Try it: Scan the entries below for the word "living". Copy each line that has it.

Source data
PR #13244, opened 2020-04-02
Welders no longer spam eye flashes

Citinited:
**What does this PR do:**

Tweaks the change added in #11700 for welders. Instead of spamming `flash_eyes()` every second, instead now it just adds the flash overlay every 2.5 seconds (which essentially makes your screen white all the time while welding). It also won't give you more and more damage over time.

**Obligatory picture:**
image

:cl:
tweak: Welders now apply the flash overlay without a copious amount of eye damage.
/:cl:

### DIFF
--- a/code/game/objects/items/tools/welder.dm
+++ b/code/game/objects/items/tools/welder.dm
@@ -29,7 +29,7 @@
 	var/deactivation_sound = 'sound/items/welderdeactivate.ogg'
 	var/light_intensity = 2
 	var/low_fuel_changes_icon = TRUE//More than one icon_state due to low fuel?
-	var/progress_flash_divisor = 10 //Length of time between each "eye flash"
+	var/progress_flash_divisor = 25 //Length of time between each "eye flash".
 
 /obj/item/weldingtool/Initialize(mapload)
 	..()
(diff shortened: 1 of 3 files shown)


Darkmight9:
oh god yes please!

code/game/objects/items/tools/welder.dm
```diff
@@ -122,8 +122,8 @@
 /obj/item/weldingtool/tool_check_callback(mob/living/user, amount, datum/callback/extra_checks)
 	. = ..()
 	if(. && user)
-		if(progress_flash_divisor == 0)
-			user.flash_eyes(min(light_intensity, 1))
+		if(progress_flash_divisor <= 0)
+			user.add_flash_overlay(min(light_intensity, 1))
```
Crazylemon64, line 126: flash_eyes checked for eye protection before doing the flash - this doesn't

Crazylemon64:
The PR is OK design-wise, but it should flash only when eye protection is insufficient

code/game/objects/items/tools/welder.dm
farie82: He moved the protection check to add_flash_overlay and made flash_eyes call add_flash_overlay as a base.
So the protection check will be done but only the eye damage and other stuff flash_eyes might do will not be applied

code/modules/mob/living/living.dm
```diff
@@ -756,11 +756,15 @@
 	return "You can't fit into that vent."
 
 //called when the mob receives a bright flash
-/mob/living/proc/flash_eyes(intensity = 1, override_blindness_check = 0, affect_silicon = 0, visual = 0, type = /obj/screen/fullscreen/flash)
+/mob/living/proc/flash_eyes(intensity, override_blindness_check, affect_silicon, visual, type)
```
farie82, line 759: The default values here are gone. Meaning all calls depending on those will break

Fox-McCloud: Yeah, this needs to be addressed.

Fox-McCloud:
Please deconflict and resolve the issues, please. This is quite stale.

Fox-McCloud:
Nothing wrong with this PR, but closing due to staleness.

Solution below:
 /obj/item/weldingtool/tool_check_callback(mob/living/user, amount, datum/callback/extra_checks)
code/modules/mob/living/living.dm
-/mob/living/proc/flash_eyes(intensity = 1, override_blindness_check = 0, affect_silicon = 0, visual = 0, type = /obj/screen/fullscreen/flash)
+/mob/living/proc/flash_eyes(intensity, override_blindness_check, affect_silicon, visual, type)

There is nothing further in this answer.